PR #5583, opened 2022-08-16
Remove field_uiowa_events_past

### LINKED ISSUE #5518: Remove field_uiowa_events_past from v3 events block
# Reference

https://github.com/uiowa/uiowa/pull/5497/files#diff-22455fd1cfa159b58a0289784a91064192c27738f06b23e252be3a46271afb4cR857-R861

# Proposed Solution

- [ ] Remove field/data from events block/db.
- [ ] Remove logic from layout_builder_custom module and sitenow_events preprocess block.
- [ ] Make sure sitenow_events_paragraph (v2) past functionality is not affected.

# Blocked

- Blocked until https://github.com/uiowa/uiowa/pull/5497 is merged/deployed.

cory-skeers:
Resolves #5518 

Removes the deprecated `field_uiowa_events_past` boolean field, and its related logic in `layout_builder_custom`.

# How to test

- `git checkout remove-events-past-bool && git pull`
- Sync a site, watch that the config update works and completes successfully
- Test an existing events block and create a new one, check that they still work
- Sync a v2 site, double check that the events paragraph still works
- Double check that the db no longer contains data for the old field
  - Data would normally be stored in `block_content_revision__field_uiowa_events_past` and `block_content__field_uiowa_events_past`, both of which should be removed upon removal of the field from config
- Double check for other custom code that might be tied to this field (`field_uiowa_events_past`)


makurj:
Everything checked out except for finding 2 instances of `field_uiowa_events_past:`

config/default/diff.plugins.yml
image

docroot/profiles/custom/sitenow/content/block_content/e4d3ec12-11e9-4ed7-ad97-002c4c8beecd.yml
image

cory-skeers:
> docroot/profiles/custom/sitenow/content/block_content/e4d3ec12-11e9-4ed7-ad97-002c4c8beecd.yml
> image

Ahh...I think this is part of the default content for new installs?

makurj:
https://github.com/uiowa/uiowa/pull/5583#issuecomment-1218450058

Okay, should we remove that somehow?

What about the other instance? config/default/diff.plugins.yml

makurj:
The default site one looks good now. docroot/profiles/custom/sitenow/content/block_content/e4d3ec12-11e9-4ed7-ad97-002c4c8beecd.yml

cory-skeers:
I think I've accounted for the field changes for the default content (removing `field_uiowa_events_past` and setting the new timeframe and sort options), but that'll need to be tested

The diff.plugin one I think is good too. It hadn't been re-exported in awhile, so there are some changes there that aren't specifically tied to this PR, but that should match what the expected setup should be for a site at this time.

makurj:
> I think I've accounted for the field changes for the default content (removing field_uiowa_events_past and setting the new timeframe and sort options), but that'll need to be tested

Editing an existing new block to date range seemed to work fine, and also the past one seems to be working okay still, as well as new blocks with past and date range options. 

I'm not seeing any change in diff.plugins.yml even though when I pulled the branch and `cim`-ed, it showed changes. Maybe the file hasn't refreshed yet?

makurj:
That did it! Not seeing `field_uiowa_events_past` in diff.plugins.yml anymore.

cory-skeers:
> That did it! Not seeing `field_uiowa_events_past` in diff.plugins.yml anymore.

Thanks! Yeah, guess it was a bad assumption on my part, and the first re-export made additions but not deletions.

makurj (approved):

Exercise objective:
Your output should consist solely of the lines from the beginning of the entries through the line containing "- Data would", reproduced exactly.

Task response:
PR #5583, opened 2022-08-16
Remove field_uiowa_events_past

### LINKED ISSUE #5518: Remove field_uiowa_events_past from v3 events block
# Reference

https://github.com/uiowa/uiowa/pull/5497/files#diff-22455fd1cfa159b58a0289784a91064192c27738f06b23e252be3a46271afb4cR857-R861

# Proposed Solution

- [ ] Remove field/data from events block/db.
- [ ] Remove logic from layout_builder_custom module and sitenow_events preprocess block.
- [ ] Make sure sitenow_events_paragraph (v2) past functionality is not affected.

# Blocked

- Blocked until https://github.com/uiowa/uiowa/pull/5497 is merged/deployed.

cory-skeers:
Resolves #5518 

Removes the deprecated `field_uiowa_events_past` boolean field, and its related logic in `layout_builder_custom`.

# How to test

- `git checkout remove-events-past-bool && git pull`
- Sync a site, watch that the config update works and completes successfully
- Test an existing events block and create a new one, check that they still work
- Sync a v2 site, double check that the events paragraph still works
- Double check that the db no longer contains data for the old field
  - Data would normally be stored in `block_content_revision__field_uiowa_events_past` and `block_content__field_uiowa_events_past`, both of which should be removed upon removal of the field from config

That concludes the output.